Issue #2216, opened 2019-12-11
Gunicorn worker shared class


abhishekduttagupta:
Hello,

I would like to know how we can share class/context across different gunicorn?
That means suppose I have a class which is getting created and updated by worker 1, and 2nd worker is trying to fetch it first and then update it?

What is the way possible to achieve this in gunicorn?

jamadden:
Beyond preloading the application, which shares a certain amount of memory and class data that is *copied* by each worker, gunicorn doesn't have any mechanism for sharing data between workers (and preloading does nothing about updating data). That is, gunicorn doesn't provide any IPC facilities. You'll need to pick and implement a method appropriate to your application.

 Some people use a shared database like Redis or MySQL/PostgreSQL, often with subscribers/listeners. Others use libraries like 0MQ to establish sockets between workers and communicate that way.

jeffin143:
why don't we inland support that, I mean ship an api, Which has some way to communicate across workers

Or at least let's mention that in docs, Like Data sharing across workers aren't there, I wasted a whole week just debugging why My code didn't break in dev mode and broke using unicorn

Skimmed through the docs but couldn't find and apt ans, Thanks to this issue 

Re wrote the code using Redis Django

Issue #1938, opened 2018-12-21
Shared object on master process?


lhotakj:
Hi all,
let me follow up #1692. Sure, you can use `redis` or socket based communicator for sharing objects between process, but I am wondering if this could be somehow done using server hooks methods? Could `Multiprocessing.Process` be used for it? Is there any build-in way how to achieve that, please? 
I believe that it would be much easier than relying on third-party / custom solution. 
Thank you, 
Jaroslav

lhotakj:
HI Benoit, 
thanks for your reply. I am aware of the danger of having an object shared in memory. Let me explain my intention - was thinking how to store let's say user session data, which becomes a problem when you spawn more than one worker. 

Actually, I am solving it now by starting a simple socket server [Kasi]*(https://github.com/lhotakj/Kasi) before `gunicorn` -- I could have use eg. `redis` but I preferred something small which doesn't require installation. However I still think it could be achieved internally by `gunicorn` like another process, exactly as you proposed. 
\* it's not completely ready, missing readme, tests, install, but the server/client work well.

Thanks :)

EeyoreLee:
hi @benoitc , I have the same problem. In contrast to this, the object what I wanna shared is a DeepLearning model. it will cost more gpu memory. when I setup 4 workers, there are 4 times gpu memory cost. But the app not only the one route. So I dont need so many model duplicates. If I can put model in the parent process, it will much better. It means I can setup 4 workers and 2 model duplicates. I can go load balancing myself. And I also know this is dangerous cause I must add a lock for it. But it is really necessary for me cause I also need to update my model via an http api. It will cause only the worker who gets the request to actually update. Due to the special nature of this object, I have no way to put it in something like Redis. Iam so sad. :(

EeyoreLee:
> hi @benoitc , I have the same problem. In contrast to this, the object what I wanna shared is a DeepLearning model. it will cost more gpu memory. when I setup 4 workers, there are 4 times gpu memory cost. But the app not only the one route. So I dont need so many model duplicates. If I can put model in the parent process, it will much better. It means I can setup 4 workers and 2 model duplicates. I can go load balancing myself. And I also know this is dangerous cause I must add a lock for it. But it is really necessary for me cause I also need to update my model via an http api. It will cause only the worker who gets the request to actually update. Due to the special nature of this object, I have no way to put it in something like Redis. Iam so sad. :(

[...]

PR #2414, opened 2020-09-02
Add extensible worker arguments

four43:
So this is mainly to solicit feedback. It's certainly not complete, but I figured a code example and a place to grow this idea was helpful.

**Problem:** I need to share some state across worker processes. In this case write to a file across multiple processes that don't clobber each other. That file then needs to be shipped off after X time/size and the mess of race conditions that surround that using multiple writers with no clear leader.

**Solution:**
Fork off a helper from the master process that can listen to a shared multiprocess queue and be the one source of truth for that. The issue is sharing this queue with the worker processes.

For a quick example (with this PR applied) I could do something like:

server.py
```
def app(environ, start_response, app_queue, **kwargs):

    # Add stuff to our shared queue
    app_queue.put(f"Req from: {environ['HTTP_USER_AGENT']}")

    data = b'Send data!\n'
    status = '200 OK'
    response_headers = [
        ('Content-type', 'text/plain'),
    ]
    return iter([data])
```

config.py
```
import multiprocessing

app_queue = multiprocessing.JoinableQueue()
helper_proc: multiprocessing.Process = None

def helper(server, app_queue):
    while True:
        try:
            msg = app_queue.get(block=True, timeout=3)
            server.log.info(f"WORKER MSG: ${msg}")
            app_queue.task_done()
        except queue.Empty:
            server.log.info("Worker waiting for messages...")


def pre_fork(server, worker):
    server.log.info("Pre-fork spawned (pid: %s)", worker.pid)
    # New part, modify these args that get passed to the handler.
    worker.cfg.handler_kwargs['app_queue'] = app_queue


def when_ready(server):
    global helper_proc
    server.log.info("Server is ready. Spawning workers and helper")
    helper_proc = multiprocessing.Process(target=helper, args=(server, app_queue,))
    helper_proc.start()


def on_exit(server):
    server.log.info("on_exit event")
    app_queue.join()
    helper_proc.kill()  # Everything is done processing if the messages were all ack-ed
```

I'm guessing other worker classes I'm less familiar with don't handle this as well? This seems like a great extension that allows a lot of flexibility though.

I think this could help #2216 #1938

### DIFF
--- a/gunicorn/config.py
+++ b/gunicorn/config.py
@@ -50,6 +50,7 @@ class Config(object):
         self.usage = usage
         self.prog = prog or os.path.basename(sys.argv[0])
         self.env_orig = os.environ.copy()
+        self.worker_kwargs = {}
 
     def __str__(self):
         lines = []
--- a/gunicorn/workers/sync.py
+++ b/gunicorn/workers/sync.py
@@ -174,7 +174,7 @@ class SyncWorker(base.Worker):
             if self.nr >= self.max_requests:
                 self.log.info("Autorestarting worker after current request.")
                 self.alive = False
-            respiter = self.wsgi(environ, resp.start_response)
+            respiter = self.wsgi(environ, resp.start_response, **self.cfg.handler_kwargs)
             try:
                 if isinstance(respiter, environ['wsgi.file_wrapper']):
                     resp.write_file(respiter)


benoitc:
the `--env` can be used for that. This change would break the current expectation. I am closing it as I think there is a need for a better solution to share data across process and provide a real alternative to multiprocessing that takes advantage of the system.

(Exercise prompt): From the first line to the last, transcribe the records exactly.

(Written answer):
Issue #2216, opened 2019-12-11
Gunicorn worker shared class


abhishekduttagupta:
Hello,

I would like to know how we can share class/context across different gunicorn?
That means suppose I have a class which is getting created and updated by worker 1, and 2nd worker is trying to fetch it first and then update it?

What is the way possible to achieve this in gunicorn?

jamadden:
Beyond preloading the application, which shares a certain amount of memory and class data that is *copied* by each worker, gunicorn doesn't have any mechanism for sharing data between workers (and preloading does nothing about updating data). That is, gunicorn doesn't provide any IPC facilities. You'll need to pick and implement a method appropriate to your application.

 Some people use a shared database like Redis or MySQL/PostgreSQL, often with subscribers/listeners. Others use libraries like 0MQ to establish sockets between workers and communicate that way.

jeffin143:
why don't we inland support that, I mean ship an api, Which has some way to communicate across workers

Or at least let's mention that in docs, Like Data sharing across workers aren't there, I wasted a whole week just debugging why My code didn't break in dev mode and broke using unicorn

Skimmed through the docs but couldn't find and apt ans, Thanks to this issue 

Re wrote the code using Redis Django

Issue #1938, opened 2018-12-21
Shared object on master process?


lhotakj:
Hi all,
let me follow up #1692. Sure, you can use `redis` or socket based communicator for sharing objects between process, but I am wondering if this could be somehow done using server hooks methods? Could `Multiprocessing.Process` be used for it? Is there any build-in way how to achieve that, please? 
I believe that it would be much easier than relying on third-party / custom solution. 
Thank you, 
Jaroslav

lhotakj:
HI Benoit, 
thanks for your reply. I am aware of the danger of having an object shared in memory. Let me explain my intention - was thinking how to store let's say user session data, which becomes a problem when you spawn more than one worker. 

Actually, I am solving it now by starting a simple socket server [Kasi]*(https://github.com/lhotakj/Kasi) before `gunicorn` -- I could have use eg. `redis` but I preferred something small which doesn't require installation. However I still think it could be achieved internally by `gunicorn` like another process, exactly as you proposed. 
\* it's not completely ready, missing readme, tests, install, but the server/client work well.

Thanks :)

EeyoreLee:
hi @benoitc , I have the same problem. In contrast to this, the object what I wanna shared is a DeepLearning model. it will cost more gpu memory. when I setup 4 workers, there are 4 times gpu memory cost. But the app not only the one route. So I dont need so many model duplicates. If I can put model in the parent process, it will much better. It means I can setup 4 workers and 2 model duplicates. I can go load balancing myself. And I also know this is dangerous cause I must add a lock for it. But it is really necessary for me cause I also need to update my model via an http api. It will cause only the worker who gets the request to actually update. Due to the special nature of this object, I have no way to put it in something like Redis. Iam so sad. :(

EeyoreLee:
> hi @benoitc , I have the same problem. In contrast to this, the object what I wanna shared is a DeepLearning model. it will cost more gpu memory. when I setup 4 workers, there are 4 times gpu memory cost. But the app not only the one route. So I dont need so many model duplicates. If I can put model in the parent process, it will much better. It means I can setup 4 workers and 2 model duplicates. I can go load balancing myself. And I also know this is dangerous cause I must add a lock for it. But it is really necessary for me cause I also need to update my model via an http api. It will cause only the worker who gets the request to actually update. Due to the special nature of this object, I have no way to put it in something like Redis. Iam so sad. :(

[...]

PR #2414, opened 2020-09-02
Add extensible worker arguments

four43:
So this is mainly to solicit feedback. It's certainly not complete, but I figured a code example and a place to grow this idea was helpful.

**Problem:** I need to share some state across worker processes. In this case write to a file across multiple processes that don't clobber each other. That file then needs to be shipped off after X time/size and the mess of race conditions that surround that using multiple writers with no clear leader.

**Solution:**
Fork off a helper from the master process that can listen to a shared multiprocess queue and be the one source of truth for that. The issue is sharing this queue with the worker processes.

For a quick example (with this PR applied) I could do something like:

server.py
```
def app(environ, start_response, app_queue, **kwargs):

    # Add stuff to our shared queue
    app_queue.put(f"Req from: {environ['HTTP_USER_AGENT']}")

    data = b'Send data!\n'
    status = '200 OK'
    response_headers = [
        ('Content-type', 'text/plain'),
    ]
    return iter([data])
```

config.py
```
import multiprocessing

app_queue = multiprocessing.JoinableQueue()
helper_proc: multiprocessing.Process = None

def helper(server, app_queue):
    while True:
        try:
            msg = app_queue.get(block=True, timeout=3)
            server.log.info(f"WORKER MSG: ${msg}")
            app_queue.task_done()
        except queue.Empty:
            server.log.info("Worker waiting for messages...")


def pre_fork(server, worker):
    server.log.info("Pre-fork spawned (pid: %s)", worker.pid)
    # New part, modify these args that get passed to the handler.
    worker.cfg.handler_kwargs['app_queue'] = app_queue


def when_ready(server):
    global helper_proc
    server.log.info("Server is ready. Spawning workers and helper")
    helper_proc = multiprocessing.Process(target=helper, args=(server, app_queue,))
    helper_proc.start()


def on_exit(server):
    server.log.info("on_exit event")
    app_queue.join()
    helper_proc.kill()  # Everything is done processing if the messages were all ack-ed
```

I'm guessing other worker classes I'm less familiar with don't handle this as well? This seems like a great extension that allows a lot of flexibility though.

I think this could help #2216 #1938

### DIFF
--- a/gunicorn/config.py
+++ b/gunicorn/config.py
@@ -50,6 +50,7 @@ class Config(object):
         self.usage = usage
         self.prog = prog or os.path.basename(sys.argv[0])
         self.env_orig = os.environ.copy()
+        self.worker_kwargs = {}
 
     def __str__(self):
         lines = []
--- a/gunicorn/workers/sync.py
+++ b/gunicorn/workers/sync.py
@@ -174,7 +174,7 @@ class SyncWorker(base.Worker):
             if self.nr >= self.max_requests:
                 self.log.info("Autorestarting worker after current request.")
                 self.alive = False
-            respiter = self.wsgi(environ, resp.start_response)
+            respiter = self.wsgi(environ, resp.start_response, **self.cfg.handler_kwargs)
             try:
                 if isinstance(respiter, environ['wsgi.file_wrapper']):
                     resp.write_file(respiter)


benoitc:
the `--env` can be used for that. This change would break the current expectation. I am closing it as I think there is a need for a better solution to share data across process and provide a real alternative to multiprocessing that takes advantage of the system.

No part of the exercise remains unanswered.